I study plant quantitative genetics.  We use statistical analyses to map genes controlling plant traits.  I'm emailing to ask a few simple questions about meta-analyses using metafor in R.

My research program centers on how the effect of inheriting alternative alleles at a genetic locus is altered by environmental variation.  We call this gene-by-environment interaction (GxE).  We can study this phenomenon by growing our mapping populations in different environmental contexts - this can be different greenhouses, growth chambers, treatment applications or field sites in nature.  Ultimately we end up with an effect estimate (the mean difference between individuals carrying alternative alleles - we call this the "additive effect" in quantitative genetics) and standard error for each locus affecting a trait in each environmental context.  Our mapping approach often involves mixed models to test how the effect of alleles changes by condition.  However, we generally do not know the mechanistic driver or cause of the GxE and we imagine it can differ among the many loci influencing a particular trait of interest.

Our most recent experiment grows a mapping population at 10 different field locations.  We'd like to look for drivers of the GxE using a regression approach.  We started running simply lm models to ask how various climate factors affected the additive effect across the 10 experiments - things like latitude, temperature, rainfall.   A friend mentioned that it could be interesting to think about this as a meta-analysis problem, and include our error estimates when looking for covariates/moderators that drive the GxE.  The suggestion seems a good one given we have excellent data about the uncertainty of the effects.  We've just started looking at some basic analyses using rma.

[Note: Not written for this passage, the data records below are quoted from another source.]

Issue #1702, opened 2019-08-28
Edge-based routing without turn-costs


easbar:
Discussion came up in #1698.

easbar:
I think ideally we would have:

* `traversal_mode=edge_based/node_based` (or `edge_based=true/false` ?) to determine the traversal mode, default: node. I think I would prefer `traversal_mode`, because this way we could throw an error if somebody still uses `edge_based`.
* `turn_costs=true/false` to enable/disable turn costs, default: false

Maybe we need to make the defaults for `traversal_mode` and `turn_costs` configurable via `config.yml` ?

|case|traversal_mode|turn_costs|expected behavior|
|-|-|-|-|
|1|node_based|false|node-based routing, no turn costs (and no u-turns)|
|2|node_based|true|enable `traversal_mode=edge_based` automatically|
|3|edge_based|false|edge-based routing, no turn costs (u-turns are free) **unless** CH is enabled in this case this should be an error because there will only be an edge-based CH profile **with** turn costs !? (see below)|
|4|edge_based|true|edge-based routing with turn costs and default u-turn costs (infinity/no u-turns)|

So from the user perspective the most common cases would be:

- specify nothing -> node based, no turn costs, no u-turns
- set `turn_costs=true` -> edge based, with turn costs, no u-turns

For expert users:

- set `traversal_mode=edge_based` -> edge-based routing, no turn costs, free u-turns

*After* this selection is made we check (do not use the vehicle or encoding manager to 'derive' the values for edge_based/turn_costs as is done currently):

* if `turn_costs=true`: does the selected vehicle/encoder support turn costs (i.e. is there a turn cost extension for this encoder) ? if not throw an error.
* is there a CH profile for the selected vehicle and the chosen traversal mode ? if not throw an error. however see #1637...
* if an edge-based CH profile is selected and `turn_costs=false` throw an error (or should this be possible as well (requires edge-based CH preparation without turn costs and keeping track if CH preparation included turn-costs or not (in `CHProfile`)).

Issue #1637, opened 2019-06-18
If only edge based CH is prepared no error should be thrown


karussell:
When a route is done the 'edge_based' url parameter should not be required. Currently you get:
```
Caused by: java.lang.IllegalArgumentException: Cannot find CH RoutingAlgorithmFactory for weighting map {weighting=fastest, vehicle=car} in entries: [fastest|car|edge, faste .... The 'edge_based' url parameter is missing or does not fit the weightings. Its value was: 'false'
        at com.graphhopper.routing.ch.CHAlgoFactoryDecorator.getPreparation(CHAlgoFactoryDecorator.java:266)
        at com.graphhopper.routing.ch.CHAlgoFactoryDecorator.getDecoratedAlgorithmFactory(CHAlgoFactoryDecorator.java:246)
        at com.graphhopper.GraphHopper.getAlgorithmFactory(GraphHopper.java:760)
```

> @easbar Yes, maybe we can:
>
> - always fall back to edge based if there really is only one edge-based CH and no node based CH (for any weighting)
>
> - add a config value that changes the default value of `edge_based`

easbar:
`GraphHopper` already has a `traversalMode` field that is used as default for routing requests. I think this is also what it should be called: `defaultTraversalMode`, so this is what I will call it here. It can be set via `setTraversalMode()` and is automatically set by `setEncodingManager()` if the `EncodingManager` needs turn cost support.

The default can be overwritten on a per-request basis by the `edge_based` parameter, but also by the `traversal_mode` parameter (`traversal_mode` is overwritten by `edge_based`):

https://github.com/graphhopper/graphhopper/blob/bf0c7b40fa5694672f79c835244f29c0e369f04b/core/src/main/java/com/graphhopper/GraphHopper.java#L977-L980

The `traversal_mode` parameter definitely seems redundant (at least after #1640). Can we remove it ? I did not find documentation for it either.

To me it also seems a bit strange that the default `traversalMode` is `edge-based` as soon as `encodingManager.needsTurnCostSupport() == true` (so as soon as one encoder needs turn cost support). 
Would it not be much more obvious to check if the encoder that is selected by the `vehicle` parameter supports turn costs and if yes use edge-based routing (unless `edge_based` is given explicitly with the request) ? I mean here:

https://github.com/graphhopper/graphhopper/blob/bf0c7b40fa5694672f79c835244f29c0e369f04b/core/src/main/java/com/graphhopper/GraphHopper.java#L982

[...]

PR #1705, opened 2019-08-28
Do not consider turn cost support of other encoders when selecting traversal mode

### LINKED ISSUE #1698: Route request fails if edge_based is not set to false and there is a turn cost encoder
If we use multiple encoders out of which one has `turn_costs=true`, e.g. `foot,car|turn_costs=true`,  we have `EncodingManager#needsTurnCostsSupport()===true` and the `GraphHopper#traversalMode` field will be `EDGE_BASED` (see `GraphHopper#setEncodingManager`). This `traversalMode` field is then used to determine the traversal mode in `GraphHopper#calcPaths`.

It *can* be overwritten using the `edge_based` or the `traversal_mode` parameters, but since these are optional it might remain `EDGE_BASED` even when using a vehicle without turn costs (like `foot`). So we use edge-based routing for foot, just because there is *another* encoder with `turn_costs=true`. 

This used to be odd behavior, but with #1696 this is now even more problematic because we now get an exception in this case.

I think we should remove the `GraphHopper#traversalMode` field entirely, because it seems very counter-intuitive to determine the 'default' traversal mode based on the presence of *some* encoder that supports turn costs.

Related: #1637

easbar:
This is supposed to be a minimal fix to #1698.

Instead of deriving an 'overall' default traversal mode for *all* encoders every request checks whether or not the selected encoder supports turn costs and selects the traversal mode based on this (in case no edge_based parameter is sent along with the request).

Fixes #1698, but also related to #1637 and #1702.

### DIFF
--- a/core/src/main/java/com/graphhopper/GraphHopper.java
+++ b/core/src/main/java/com/graphhopper/GraphHopper.java
@@ -96,7 +96,6 @@ public class GraphHopper implements GraphHopperAPI {
     // for routing
     private int maxRoundTripRetries = 3;
     private boolean simplifyResponse = true;
-    private TraversalMode traversalMode = TraversalMode.NODE_BASED;
     private int maxVisitedNodes = Integer.MAX_VALUE;
 
     private int nonChMaxWaypointDistance = Integer.MAX_VALUE;
@@ -166,9 +165,6 @@ public class GraphHopper implements GraphHopperAPI {
     public GraphHopper setEncodingManager(EncodingManager em) {
         ensureNotLoaded();
         this.encodingManager = em;
-        if (em.needsTurnCostsSupport())
-            traversalMode = TraversalMode.EDGE_BASED;
-
         return this;
     }
 
@@ -205,18 +201,6 @@ public class GraphHopper implements GraphHopperAPI {
      */
     public GraphHopper setWayPointMaxDistance(double wayPointMaxDistance) {
         this.dataReaderWayPointMaxDistance = wayPointMaxDistance;
-        return this;
-    }
-
-    public TraversalMode getTraversalMode() {
-        return traversalMode;
-    }
-
-    /**
-     * Sets the default traversal mode used for the algorithms and preparation.
-     */
-    public GraphHopper setTraversalMode(TraversalMode traversalMode) {
-        this.traversalMode = traversalMode;
         return this;
     }
 
@@ -972,13 +956,15 @@ public class GraphHopper implements GraphHopperAPI {
             if (!encodingManager.hasEncoder(vehicle))
                 throw new IllegalArgumentException("Vehicle not supported: " + vehicle + ". Supported are: " + encodingManager.toString());
 
+            FlagEncoder encoder = encodingManager.getEncoder(vehicle);
             HintsMap hints = request.getHints();
-            String tModeStr = hints.get("traversal_mode", traversalMode.toString());
-            TraversalMode tMode = TraversalMode.fromString(tModeStr);
+
+            TraversalMode tMode = encoder.supports(TurnWeighting.class) ? TraversalMode.EDGE_BASED : TraversalMode.NODE_BASED;
+
+            String tModeStr = hints.get("traversal_mode", tMode.toString());
+            tMode = TraversalMode.fromString(tModeStr);
             if (hints.has(Routing.EDGE_BASED))
                 tMode = hints.getBool(Routing.EDGE_BASED, false) ? TraversalMode.EDGE_BASED : TraversalMode.NODE_BASED;
-
-            FlagEncoder encoder = encodingManager.getEncoder(vehicle);
 
             if (tMode.isEdgeBased() && !encoder.supports(TurnWeighting.class)) {
                 throw new IllegalArgumentException("You need a turn cost extension to make use of edge_based=true, e.g. use car|turn_costs=true");
--- a/core/src/main/java/com/graphhopper/GraphHopper.java
+++ b/core/src/main/java/com/graphhopper/GraphHopper.java
@@ -960,7 +960,7 @@ public class GraphHopper implements GraphHopperAPI {
             HintsMap hints = request.getHints();
 
             // we use edge-based routing if the encoder supports turn-costs *unless* the edge_based parameter is set
-            // explicitly
+            // explicitly.
             TraversalMode tMode = encoder.supports(TurnWeighting.class) ? TraversalMode.EDGE_BASED : TraversalMode.NODE_BASED;
             if (hints.has(Routing.EDGE_BASED))
                 tMode = hints.getBool(Routing.EDGE_BASED, false) ? TraversalMode.EDGE_BASED : TraversalMode.NODE_BASED;
--- a/core/src/main/java/com/graphhopper/GraphHopper.java
+++ b/core/src/main/java/com/graphhopper/GraphHopper.java
@@ -959,10 +959,9 @@ public class GraphHopper implements GraphHopperAPI {
             FlagEncoder encoder = encodingManager.getEncoder(vehicle);
             HintsMap hints = request.getHints();
 
+            // we use edge-based routing if the encoder supports turn-costs *unless* the edge_based parameter is set
+            // explicitly
             TraversalMode tMode = encoder.supports(TurnWeighting.class) ? TraversalMode.EDGE_BASED : TraversalMode.NODE_BASED;
-
-            String tModeStr = hints.get("traversal_mode", tMode.toString());
-            tMode = TraversalMode.fromString(tModeStr);
             if (hints.has(Routing.EDGE_BASED))
                 tMode = hints.getBool(Routing.EDGE_BASED, false) ? TraversalMode.EDGE_BASED : TraversalMode.NODE_BASED;
 
--- a/core/files/changelog.txt
+++ b/core/files/changelog.txt
@@ -17,6 +17,7 @@
     CHGraph.shortcut(int, int) was removed (use .shortcut(int, int, ...) and/or .shortcutEdgeBased(int, int, ...) instead, #1693
     CH graphs are now identified using CHProfile instead of Weighting, #1670
     removed the 'traversal_mode` request parameter for /route, instead of 'traversal_mode=edge_based_2dir' use edge_based=true
+    removed GraphHopper.set/getTraversalMode() methods, #1705
 
 0.12
     renamed VirtualEdgeIteratorState.getOriginalEdgeKey to more precise getOriginalEdgeKey #1549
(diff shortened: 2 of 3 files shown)


easbar:
I think the thing that now bothers me the most is the asymmetry between CH and non-CH: For CH we always use node-based **unless** `edge-based=true` is set explicitly. For non-CH we use edge-based as soon as the encoder has `|turn_costs=true` (and we can go back to node-based by explicitly setting `edge_based=false`). This also means that with the same settings we might get turn cost support in the one case and no turn cost support in the other (when switching CH on/off).

core/src/main/java/com/graphhopper/GraphHopper.java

My initial thought is that we would see less significant results when taking into account the uncertainty in the additive effect estimates.  However, we actually see the opposite.  In every case our rma models have more significant covariates/moderators than simple linear models.  I'm surprised by this and am trying to understand why this might be so.

Any thoughts or ideas - I have a feeling I'm missing something simple...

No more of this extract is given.